Which is why St. Paul adds the next verse!  After he tells us to offer our bodies as a living sacrifice to God, Paul says, “Do not conform yourself to this age but be transformed by the renewal of your mind, that you may discern what is the will of God, what is good and pleasing and perfect.”

Jesus said we’re supposed to live in the world, but not be “of the world.”  People who are of the world (or what Paul calls “this age”) would have said to my aunt, “Why bother going to see your husband in the nursing home twice a day?  He barely knows who you are; he hardly communicates with you or anyone else; and five minutes after you leave, he doesn’t even remember you were there!”

My aunt saw things differently.  Because she’s allowed her mind to be renewed by the truth of the gospel concerning marriage, she didn’t conform her behavior to the wisdom of “this age”; rather, she discerned that God’s will for her was that she go and visit my uncle every day—whether he remembered who she was or not.
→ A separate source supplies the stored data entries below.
PR #2617, opened 2016-02-13
Change main content area bg to white, keep area above tabs grey

chriswatt:
Dashboard, repo pages and organization have all have the been modified

See screenshot.

bg1

### DIFF
--- a/public/css/gogs.css
+++ b/public/css/gogs.css
@@ -6,7 +6,7 @@
 }
 body {
   font-family: 'Helvetica Neue', Arial, Helvetica, sans-serif, '微软雅黑';
-  background-color: #FAFAFA;
+  background-color: #fff;
   overflow-y: scroll;
 }
 img {
@@ -1124,6 +1124,11 @@ footer .container .links > *:first-child {
 .repository .metas .ui.list a .text:hover {
   color: #000;
 }
+.repository .header-wrapper {
+  background-color: #FAFAFA;
+  margin-top: -15px;
+  padding-top: 15px;
+}
 .repository .filter.menu .label.color {
   margin-left: 15px;
   padding: 0 8px;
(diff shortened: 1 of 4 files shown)


rajder:
Nice!

Unknwon:
Thanks your PR!

I figure it would be nice to post screenshots before changes as well for comparsion?

chriswatt:
Before and after comparisions

### Repo
gogsba1

### Org
gogsba2

### Dashboard
gogsba3

Unknwon:
Thanks.

What if the page does not have a header?

I think `ui subheader` might not be a good choice right now? Or maybe we could come up something that only change the `padding-top: 15px;` once without add any HTML?

chriswatt:
I can achieve the same effect without removing the `padding-top: 15px` at all

gogssubdiv

However because these 2 elements are on the same level, I still believe a they need to be wrapped in a new element in order to make the background differ

    <div class="ui container">
    <div class="ui tabs container">

Unknwon:
Good point, but these two elements only exists in repo-related views. To make a general solution, I still suggest do not wrapped inside another `div` zone.

Unknwon:
You can argue with me until one of us is convinced.

chriswatt:
Ok I'm back to argue. 

This is a new attempt using the method I mentioned above. I don't touch the padding-top-15px of the page itself, instead modify the new wrapper to do the same thing. 

This change only affects the repo page as it's the only one with tabs thus is the main to benefit from it.

For a more general solution that would affect other pages with a header, I think the each page would need to be restructured in a similar fashion for this to work.

public/css/gogs.css
```diff
@@ -2096,6 +2173,27 @@ footer .container .links > *:first-child {
   width: 15px;
   height: 15px;
 }
+#avatar-arrow:before,
```
Unknwon: What's going on with these lines?

Unknwon:
Can you do `git reset --soft HEAD^7` and create a clean commit again.

Then use `git push --force` to your branch?

Changes loos very strange right now.

public/css/gogs.css
chriswatt: Those are from my previous pr for the arrows on the comment form, gogs.css wasn't generated after you merged it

If we want to do God’s will in our lives we have to allow the Lord to do this for us.  We have to allow the Lord to work on our minds and give us a different perspective on reality—different, at least, from the typical, worldly perspective that most people have.  Now we do that—we allow God to renew our minds—in 3 ways (I got these from Fr. Francis Martin): by thinking about holy things, by praying about holy things (the Bible can help us to do that) and by talking about holy things.

How often do you do you engage in those 3 activities?  If you’re like me, not often enough.

In this regard, the fact of the matter is we are all “works in progress.”  That is to say, none of us has a perfectly renewed mind at this moment.  And we never will on this side of the grave.

Think of Simon Peter.  The gospel passage we heard today from Matthew 16 follows the passage we heard last Sunday.  As you will recall, in that other reading Jesus asked his disciples the question, “Who do you say that I am?” and Peter responded with his bold profession of faith, “You are the Messiah: the Son of the living God!”

Peter’s mind was renewed to the point where he saw Jesus differently than other people saw him—including, perhaps, some of his fellow apostles.

Most other people looked at Jesus and saw a really smart and powerful rabbi.  But that was all they saw!  Peter looked at Jesus and he saw something more!  He saw the deeper reality.  He saw the man that Israel had been waiting for for centuries—a man who had a unique and special relationship with God.

But it’s clear from today’s gospel story that Peter’s mind was not completely renewed, because when Jesus began to talk about the kind of messiah he would be—a suffering messiah—Peter said what a typical Jewish person of his time would have said: “Oh no, Jesus, not you!  Everyone knows the Messiah is going to be a great and powerful leader who will bring back the glory days of Israel.  He’s not supposed to suffer; he’s supposed to conquer.”

To which Jesus responded, “Get behind me, Satan!  You’re an obstacle to me.  You’re not thinking as God does, but as human beings do.”

Thanks be to God, Peter eventually got it right.  It took him a while—and a few other falls—but he finally had his mind renewed on this point.

Which was one of the major reasons why he eventually offered his body in the ultimate sacrifice of martyrdom.  He was martyred in Rome by the Emperor Nero in what is now St. Peter’s Square.

We will probably not be asked to make that kind of sacrifice ourselves, but all of us will be called to make sacrifices like the one my aunt has made in her life.  We will be called to “offer our bodies to God” by doing hard things, difficult things, unpleasant things—in order to love others and to live our vocations well.


May we be as successful in our self-offering efforts as my aunt has been in hers.